While they’re cooking, you can slice up 3 to 4 slices of bacon and render it down over medium heat in a pan. Discard all the fat drippings and drain the bacon on some paper towels and set aside.
After the bacon is cooked, add a few tablespoons of olive oil to the pan and finely chop 2 tablespoons of garlic and half the red onion and add to the pan with a sprinkling of salt. You want to sweat these veggies down until they’re almost translucent. It should take around 5 minutes.
While these veggies are cooking, carefully slice your sprouts in half and put them into an unbuttered, ungreased baking dish.
When your veggies are soft, add in 1/3 cup olive oil and ¼ cup vinegar. Next, take the drained and cooled bacon and crumble it overtop the onion, garlic and oil mixture. Once it’s combined, pour it over the sprouts in the baking dish. Mix it around some so all the sprouts are coated, and then cover and bake for 20 minutes at 350.
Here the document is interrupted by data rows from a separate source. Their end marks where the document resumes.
PR #4521, opened 2019-05-31
Fix C++11 config parser

hcho3:
In https://github.com/dmlc/xgboost/pull/4486#issuecomment-497509172, we found out that #4478 broke the CLI parser when the training data path contained a `#` letter. That is, the new C++11 parser could not differentiate between
```
data = train.libsvm    # cache
```
and
```
data = "train.libsvm#cache"
```

I did an overhaul of parser logic (with `std::regex`!) to fix this issue and others. I also wrote bunch of tests.

**Why not just revert #4478?**  I like the idea of using C++11. Also, the old parser silently ignored backslashes (`\`), which breaks Windows paths.

cc @sriramch

TODO. Update the CLI doc to describe the grammar of configuration file. See some examples now in `tests/cpp/common/test_config.cc`.

### DIFF
--- a/src/common/config.h
+++ b/src/common/config.h
@@ -30,10 +30,10 @@ class ConfigParser {
    */
   explicit ConfigParser(const std::string& path)
     : line_comment_regex_("^#"),
-      key_regex_("^([^#\"'=\\r\\n\\t ]+)[\\t ]*="),
-      key_regex_escaped_("^([\"'])([^\"'=\\r\\n]+)\\1[\\t ]*="),
-      value_regex_("^([^#\"'=\\r\\n\\t ]+)[\\t ]*(?:#.*){0,1}$"),
-      value_regex_escaped_("^([\"'])([^\"'=\\r\\n]+)\\1[\\t ]*(?:#.*){0,1}$") {
+      key_regex_(R"rx(^([^#"'=\r\n\t ]+)[\t ]*=)rx"),
+      key_regex_escaped_(R"rx(^(["'])([^"'=\r\n]+)\1[\t ]*=)rx"),
+      value_regex_(R"rx(^([^#"'=\r\n\t ]+)[\t ]*(?:#.*){0,1}$)rx"),
+      value_regex_escaped_(R"rx(^(["'])([^"'=\r\n]+)\1[\t ]*(?:#.*){0,1}$)rx") {
     NormalizeEOL(path);
     fi_.open(path);
     CHECK(!fi_.fail()) << "Cannot open file " << path;
--- a/src/common/config.h
+++ b/src/common/config.h
@@ -7,11 +7,12 @@
 #ifndef XGBOOST_COMMON_CONFIG_H_
 #define XGBOOST_COMMON_CONFIG_H_
 
-#include <dmlc/logging.h>
+#include <xgboost/logging.h>
 #include <cstdio>
 #include <string>
-#include <istream>
 #include <fstream>
+#include <istream>
+#include <sstream>
 #include <vector>
 #include <regex>
 #include <iterator>
@@ -33,10 +34,35 @@ class ConfigParser {
       key_regex_(R"rx(^([^#"'=\r\n\t ]+)[\t ]*=)rx"),
       key_regex_escaped_(R"rx(^(["'])([^"'=\r\n]+)\1[\t ]*=)rx"),
       value_regex_(R"rx(^([^#"'=\r\n\t ]+)[\t ]*(?:#.*){0,1}$)rx"),
-      value_regex_escaped_(R"rx(^(["'])([^"'=\r\n]+)\1[\t ]*(?:#.*){0,1}$)rx") {
-    NormalizeEOL(path);
-    fi_.open(path);
-    CHECK(!fi_.fail()) << "Cannot open file " << path;
+      value_regex_escaped_(R"rx(^(["'])([^"'=\r\n]+)\1[\t ]*(?:#.*){0,1}$)rx"),
+      path_ {path} {}
+
+  std::string LoadConfigFile(const std::string& path) {
+    std::ifstream fin(path, std::ios_base::in | std::ios_base::binary);
+    CHECK(fin) << "Failed to open: " << path;
+    std::string content{std::istreambuf_iterator<char>(fin),
+                        std::istreambuf_iterator<char>()};
+    return content;
+  }
+
+  /*!
+   * \brief Normalize end-of-line in a file so that it uses LF for all line
+   *        endings.
+   * This is needed because some OSes use CR or CR LF instead.
+   * So we replace all CR with LF. Replacement will be performed in-place.
+   * \param p_config_str pointer to configuration
+   */
+  std::string NormalizeConfigEOL(std::string const& config_str) {
+    std::string result;
+    std::stringstream ss(config_str);
+    for (size_t i = 0; i < config_str.size(); ++i) {
+      if (config_str[i] == '\r') {
+        result.push_back('\n');
+        continue;
+      }
+      result.push_back(config_str[i]);
+    }
+    return result;
   }
 
   /*!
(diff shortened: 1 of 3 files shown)


src/common/config.h
```diff
@@ -2,84 +2,161 @@
...
+      // Key has a whitespace and/or #; it has to be wrapped around a pair of
+      // single or double quotes. Example: "foo bar"  'foo#bar'
+      CHECK_EQ(m.size(), 3);
+      *key = m[2].str();
+    } else {
+      LOG(FATAL) << "This line is not a valid key-value pair: " << str;
+    }
+
+    /* Match value */
+    buf.erase(buf.begin(), m[0].second);
```
hcho3: This line fails to compile on GCC 5.x but works fine on GCC 7.x. Investigating

src/common/config.h
```diff
@@ -2,84 +2,161 @@
...
-   * \param cfgFileName name of configure file
+   * \brief Constructor for INI-style configuration parser
+   * \param path path to configuration file
    */
-  explicit ConfigParse(const std::string &cfgFileName) {
-    fi_.open(cfgFileName);
-    if (fi_.fail()) {
-      LOG(FATAL) << "cannot open file " << cfgFileName;
-    }
+  explicit ConfigParser(const std::string& path)
```
sriramch: please document the grammar. it is a bit difficult to grok all this without poring over this in greater detail.

src/common/config.h
```diff
@@ -2,84 +2,161 @@
...
+    : line_comment_regex_("^#"),
```
sriramch: what about lines that do not start with '#' but a sequence of spaces followed by '#' - would that be treated as comments as well? if not, should it be?

how about comments at the end of a config item - a la: `key = value # this is a value of key`

i'm not suggesting that we support new syntax - just making sure that we do not regress on the existing behavior, if it indeed is supported today.

tests/cpp/common/test_config.cc
```diff
@@ -0,0 +1,163 @@
...
+  // Note: '#' in path won't be accepted correctly unless the whole path is
+  // wrapped with quotes. This is important for external memory.
+  ASSERT_TRUE(parser.ParseKeyValuePair("data = dmatrix.libsvm#dtrain.cache",
+                                       &key, &value));
+  ASSERT_EQ(key, "data");
+  ASSERT_EQ(value, "dmatrix.libsvm");  // cache was silently ignored
+
+  // 5. Wrapping key/value with quotes
+  // Any key or value containing '#' needs to be wrapped with quotes
+  ASSERT_TRUE(parser.ParseKeyValuePair("data = \"dmatrix.libsvm#dtrain.cache\"",
```
sriramch: try some with absolute paths as well `data = file#/absolute/path/to/cache/file`

src/common/config.h
```diff
@@ -2,84 +2,161 @@
...
+      key_regex_(R"rx(^([^#"'=\r\n\t ]+)[\t ]*=)rx"),
+      key_regex_escaped_(R"rx(^(["'])([^"'=\r\n]+)\1[\t ]*=)rx"),
+      value_regex_(R"rx(^([^#"'=\r\n\t ]+)[\t ]*(?:#.*){0,1}$)rx"),
```
sriramch: the value payload may also contain token `/` `-` etc - `hdfs://` `s3://` `.fmt-` etc. they may need to be handled as well

src/common/config.h
```diff
@@ -2,84 +2,161 @@
...
+  static void NormalizeEOL(const std::string& path) {
+    std::FILE* fp = std::fopen(path.c_str(), "rb+");
+    CHECK(fp) << "Cannot open file " << path;
+    int ch;
+    while ((ch = std::fgetc(fp)) != EOF) {
+      if (ch == static_cast<int>('\r')) {
+        CHECK_EQ(std::fseek(fp, -1, SEEK_CUR), 0)
+          << "Could not normalize line ending in file " << path;
+        std::fputc(static_cast<int>('\n'), fp);
+        CHECK_EQ(std::fseek(fp, 0, SEEK_CUR), 0)
```
sriramch: what is the purpose of this fseek? doesn't the previous fputc advance the file pointer anyways?

src/common/config.h
```diff
@@ -2,84 +2,161 @@
...
+   * This is needed because some OSes use CR or CR LF instead.
+   * So we replace all CR with LF. Replacement will be performed in-place.
+   * \param path path to configuration file
+   */
+  static void NormalizeEOL(const std::string& path) {
+    std::FILE* fp = std::fopen(path.c_str(), "rb+");
+    CHECK(fp) << "Cannot open file " << path;
+    int ch;
+    while ((ch = std::fgetc(fp)) != EOF) {
+      if (ch == static_cast<int>('\r')) {
```
sriramch: would this be corrupting user-data, if 'cr' happens to be in it? perhaps, a pathological scenario. is it safe to see if this happens only at the end of line?

src/common/config.h
hcho3: > what about lines that do not start with '#' but a sequence of spaces followed by '#' - would that be treated as comments as well?

Yes.

> how about comments at the end of a config item

Yes, it would be supported.

src/common/config.h
hcho3: I will go ahead and write a doc for the grammar.

src/common/config.h
hcho3: These letters are fine, because in the value, all letters except `#`, `"`, `'`, `=`, `\r`, `\n`, `\t`, and ` ` (space) are allowed. (`#`, `\t`, and ` ` may be inside the value if the value is quoted)

src/common/config.h
hcho3: This line is supposed to be a no-op. We need `std::fseek` here because the C standard requires it when `fgetc()` and `fputc()` are interleaved ([link](https://en.cppreference.com/w/c/io/fopen)):
> In update mode ('+'), both input and output may be performed, but output cannot be followed by input without an intervening call to fflush, fseek, fsetpos or rewind, and input cannot be followed by output without an intervening call to fseek, fsetpos or rewind, unless the input operation encountered end of file.

src/common/config.h
hcho3: In the old parser, `\r` was assumed to be a newline character, so we are preserving its behavior.

src/common/config.h
hcho3: See an example of a comment at the end of an item: https://github.com/dmlc/xgboost/pull/4521/files/f376752b4a128519ad12246f50d162eaca0c0b22#diff-0c20fe270f3630af98c7b4428807af8cR110

src/common/config.h
hcho3: And if we assume that the text file is encoded in UTF-8, then `\r` will never show up as part of a multi-type character.

src/common/config.h
sriramch: please document it. it is not quite intuitive when you read it the first time.

also, an fflush may be a better option here - at least, it conveys the impression that the streams are sync'd after a write for the readers to see the new data. an fseek from the current position does not quite convey the intent.

trivialfis: I'm not an expert in file IO.  But is it possible to load the config file in one go then modify its content like:
```
  std::string content;
  fin.seekg(0, std::ios::end);
  content.resize(fin.tellg());
  fin.seekg(0, std::ios::beg);
  fin.read(&content[0], content.size());
  fin.close();
```

trivialfis:
@hcho3 Could you review my commit?  It prevents creating side effect, which might cause surprising behaviours on the user side.

trivialfis:
@hcho3 Hi I'm curious if you have some experience of encounter failed line reading on OSX/Windows.  From this [SO](https://stackoverflow.com/questions/7372012/line-feed-and-carriage-return), it seems there's no need for handling carriage.  Also the currently failed test on Jenkins suggests so.

trivialfis:
@sriramch @hcho3  Thanks.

This low-fat dish is really healthy and exploding with flavors and textures. It perfectly complements a holiday roast beef and is a guilt-free way to enjoy the holidays.
As you can tell, both of these dishes use olive oil to pack in a lot of flavor. This is a great way to eliminate some bad oils from your diet during the holiday season and to add in some monounsaturated fats.
Take it easy on the salt for these dishes and remember to always eat in moderation, even if it is a healthy dish.